That's the joy of the Mills Park ghost train.

The annual train ride - ghost style - will start tonight and run through Saturday. The rides start at 5:15 p.m. and run until about 9:30 p.m.

The 20-minute ride costs $3 for children and $5 for adults.

The child-size train is provided by Carson City Railroad Association.

The train passes several scares, which are provided by the Carson High School's drama department.

This year's skits will include medieval magic, a combination of dragons, moats and knights; a graveyard, with zombies and vampires; a Salem witch trial; a monster marriage; Roswell alien land; fairy tale land and a headless horseman.

The event, which attracts about 1,100 people, is the drama department's biggest fund raiser, said Karen Chandler, the high school's drama teacher.

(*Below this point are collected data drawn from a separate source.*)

Issue #10491, opened 2025-05-20
Isolated Declarations: Object getter declarations mismatch between swc and TypeScript


magic-akari:
### Describe the bug

TypeScript Playground: https://www.typescriptlang.org/play/?#code/KYDwDg9gTgLgBAYwgOwM7wGYQnAvHAbwCg5S4BzYeAbQGUBPAWwCMIAbAOhglpigEtk5ACoBDcgF0AFAEpCJMoqhUArlGRwARFgiaA3AtIBfADREjeoA

### Input code

```typescript
export const foo = {
    get [Symbol.toStringTag]() {
        return "foo";
    },
};
```

### Config

```json

```

### Link to the code that reproduces this issue

https://play.swc.rs/?version=1.11.24&code=H4sIAAAAAAAAA0utKMgvKlFIzs8rLlFIy89XsFWo5lIAgvTUEoXo4MrcpPwcvZL84JKizLz0kMT0WA1NqAIQKEotKS3KU1ACalSyBovW6nDVWgMAoNbIiVUAAAA%3D&config=H4sIAAAAAAAAA02OsQ7CMAxE935F5JkBGEBiZmHgI6LWRUZJG9mu1Kjqv%2BM2hbLZ73x3nirn4C013Nxkoy3JsyD%2FdiOSO%2FWjEdCcUGqmpLCK86F41PMLdblAOR9PV9g4jgmZIpo%2F%2FCdiJH1IH7xic1cxSXnAElltsRD7Zgi4P7aUl4oL7EfUUZsNtz4Irojk%2BXWuqfMHdXZBWOQAAAA%3D

### Expected behavior

Object getter prop should be readonly.

### Version

N/A

PR #10492, opened 2025-05-20
fix(typescript/dts): Emit `readonly` for Object getter prop

magic-akari:
**Related issue:**

- Closes: #10491


magic-akari:
> [!NOTE]
> SWC currently outputs incorrect results when both getters and setters are present. This will be fixed in an upcoming PR.

kdy1 (approved):

kdy1 (approved):

PR #10496, opened 2025-05-21
refactor(es/transform): less clone

bvanjoi:


CPunisher:
I'm not sure this improves the performance.
1. `Atom` and `Id` are cheap to clone.
2. I think `preserved.iter()` could take more time than `preserved_symbols.contains`

The slight regression in benchmarks may prove my thoughts.
image

PR #10498, opened 2025-05-21
refactor(ecma/parser): unnecessary FusedIterator

bvanjoi:
I suspect this trait may not be needed, but would appreciate verification.


kdy1 (commented):
`FusedIterator` is typically better to have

Proceeds pay for the department's trip to the Oregon Shakespeare festival in Ashland.

The ride is perfect for elementary-school age children.

"There is none of the fear of being caught or trapped," she said. "We gear this event for that age."

The highlight of the ride is the headless horseman, Chandler said.

On each of the four nights Steve Summers brings his horse to Mills Park and rides it around.

"He doesn't have children in the high school, he's just a community member who likes to help out," she said.

The school has been putting on the skits for about six years,

"We have the props, the costumes and rehearsing isn't really an issue because we do a lot of improvisation," she said.

The biggest challenge is continuing the skits late into the night.

"By 9 p.m., it's pretty cold and dark out there," she said.